>>>

PR #2260, opened 2023-03-16
Remove all sqlalchemy lazy-loading from app

fleshgolem:
## What type of PR is this?

- cleanup

Well, here I am doing the thing again... I mentioned it before, but I am of the pretty firm opinion that lazy-loading is a huge performance trap and generally evil, so I tried to scour the whole app of all occurences.
My previous approach of repos defining their loader options proved to not be fine-grained enough because of all the schema overrides, so all schemas can now specify the required joins themselves... after all they should know best.
There are some cases here that will generate huge queries now, but these should still be preferrable over hundreds of automatically fired small ones. Still, it might be worthwhile to check in the future if all that related data is needed in all those cases, at least they are laid pretty bare now

None

## Testing

Made sure that all tests run and tested whole app manually

## Release Notes

```release-note
* General performance improvements
```


fleshgolem:
Well, apparently this totally tanks performance of the postgres test runner on github, so it is probably a wise idea to not merge this yet

fleshgolem:
So, I think I know what is happening here. I suppose the service container that runs the pg database in the actions gets way less CPU/RAM than the actual test runner does, which causes the pg tests to tank while the sqlite tests run totally fine
I can reproduce this behaviour in a docker container with extremely low specs. This also just makes sense, because these kinds of nested joins definitely would increase memory pressure by a bit.
Since we have to assume that some users will probably try to run this on a potato and also having to wait 20 minutes for a test result is really not acceptable, I will try to find a solution that goes a bit easier on all the joining while still not completely going back to the old ways

fleshgolem:
Alright, i replaced quite a bunch of joinedloads with selectinload to find a better balance between number of queries generated and complexity of them and everything seems to run fine now, so i think this should be safe to merge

<<<

● **Problem details**: Output the data exactly, from the first line through the line that holds "My previous approach", so that no later line appears.

● **Written answer**:
PR #2260, opened 2023-03-16
Remove all sqlalchemy lazy-loading from app

fleshgolem:
## What type of PR is this?

- cleanup

Well, here I am doing the thing again... I mentioned it before, but I am of the pretty firm opinion that lazy-loading is a huge performance trap and generally evil, so I tried to scour the whole app of all occurences.
My previous approach of repos defining their loader options proved to not be fine-grained enough because of all the schema overrides, so all schemas can now specify the required joins themselves... after all they should know best.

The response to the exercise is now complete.